There was low trust in homeless social circles and peer groups were not experienced as a source of support. The absence of robust social networks is a key precipitating factor in becoming homeless and a strong determinant of health outcomes. 11 , 12 , 19 , 20 The lack of trust between homeless people suggests that building social capital may have to be facilitated by professionals, 21 until they can form new networks outside of their homeless peer group. Other studies have also linked the promotion of positive social networks as being helpful to deliver ‘recovery capital’, which may ultimately help to address issues of addition, 22 which have a close relationship with homelessness.

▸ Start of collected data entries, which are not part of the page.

PR #5500, opened 2022-07-29
adding button block starting point

### LINKED ISSUE #2873: Create button block

GaryRidgway:
Tracks https://github.com/uiowa/uiowa/issues/2873

##To test
Check out branch
Sync a site
Make a button block in Layout builder
Try all the styles
Profit????


docroot/modules/custom/layout_builder_custom/layout_builder_custom.module
```diff
@@ -794,6 +797,12 @@ function _layout_builder_custom_process_element(array $element, FormStateInterfa
 
       break;
 
+    case 'inline_block:uiowa_button':
+      // Add some things here.
+      $element["field_uiowa_button_link"]["widget"][0]["title"]["#maxlength"] = 25;
+      $foo = 'bar';
```
bspeare: Remove `$foo` here?

GaryRidgway: not anymore!

bspeare:
Something like https://github.com/uiowa/uiowa/issues/2670 would be useful for these blocks to prevent stacking. 

Screen Shot 2022-08-01 at 2 44 01 PM

docroot/modules/custom/layout_builder_custom/layout_builder_custom.module
```diff
@@ -794,6 +797,10 @@ function _layout_builder_custom_process_element(array $element, FormStateInterfa
 
       break;
 
+    case 'inline_block:uiowa_button':
+      $element["field_uiowa_button_link"]["widget"][0]["title"]["#maxlength"] = 25;
```
pyrello: Please change to single quotes :)

docroot/themes/custom/uids_base/templates/uids/button.html.twig
```diff
@@ -0,0 +1,10 @@
+{% set attributes = attributes ?: create_attribute() %}
+<div {{ attributes }}>
+  {% block button_content_start %}
+    {{ title_prefix }}
+    <a {{ button_classes }} href="{{ button_link_url }}">
+      {{ button_link_title }}
```
pyrello: I'd be interested in moving away from having `button_`-prefixed variables names, at least in the context of this file.

docroot/modules/custom/layout_builder_custom/layout_builder_custom.module
GaryRidgway: can do! I'm sorry lol, when i cope th path from PHPStorm it does doubles!

docroot/themes/custom/uids_base/templates/uids/button.html.twig
GaryRidgway: I will try and refactor!

GaryRidgway: This hsa been achieved!

GaryRidgway:
> Something like #2670 would be useful for these blocks to prevent stacking.
> 
> Screen Shot 2022-08-01 at 2 44 01 PM

I totally agree, any opinions on proceeding? probing now? requesting sprint prioritization? waiting and asking?

bspeare:
I added a `block` class to the wrapping `div` on [this ](https://github.com/uiowa/uiowa/pull/5500/commits/e05c3f818167fe364af61a5707d5bf339451b437) commit so that it gets this property applied to it: https://github.com/uiowa/uiowa/blob/main/docroot/themes/custom/uids_base/scss/global.scss#L40.  Ideally, we should just pick a class we can use for all of our blocks so that we can reduce this line of code and use it in future work like https://github.com/uiowa/uiowa/issues/2670#issuecomment-1201694625.

makurj:
Pulling down to test.

makurj:
Should I test all content blocks with all button styles, or 1 content block with all button styles?

GaryRidgway:
> Should I test all content blocks with all button styles, or 1 content block with all button styles?


Just the button block
Add block > button

makurj (approved):
Seems to work as expected. Tried all styles with a few different background and section options.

Mainstream primary care services were perceived to have substantial barriers to access, such as requiring a permanent address. This is a recurring theme in the wider literature, which may be a real barrier to access in some circumstances and a perceived barrier in others. 18 While dedicated services are more effective in engaging homeless people, they may also be an important element in the ‘citizenship’ of homelessness. 23 The perception of being stigmatized and judged by mainstream health services because of their personal situation is a common experience and barrier to access for homeless people. 17 , 24 , 18

The interdependence mental health and substance misuse issues was a strong theme throughout the study. There was frustration with the perceived independence of substance misuse and mental health services. This is an issue that has been recognized in research and policy. 25 , 26 Dual diagnosis (co-occurring mental health and substance misuse) is prevalent and must be dealt with as part of a common integrated approach that does not attempt to silo these co-dependent variables. 26 , 25

What this study adds

This study points to the requirement to deal with base level needs before healthy behaviours can be successfully adopted. This research also calls for an integrated approach to the understanding of and response to early trauma, family stability, mental health, substance misuse and homelessness. While the interventions to address the health issues for homeless people are important, the policy approach must be to work to eliminate the issue of homelessness and the stark health inequality that this represents. This can only be addressed by tackling the determinants of homelessness, which are often rooted in childhood experiences. This will mean early identification of risk factors related to adverse childhood experiences, and the timely deployment of support to manage this before the implications are realized.

Limitations of this study

Participants were recruited through non-healthcare services for homeless people. Only those who were accessing support services were ‘heard’ in the data. This may mean that the least engaged homeless people are omitted. Additionally, a self-selecting cohort of participants may not reflect the wider population of homeless people. All of the interviews were carried out in two urban centres. The experiences of homeless people living in these areas may differ to those who are homeless in more rural parts where services are limited.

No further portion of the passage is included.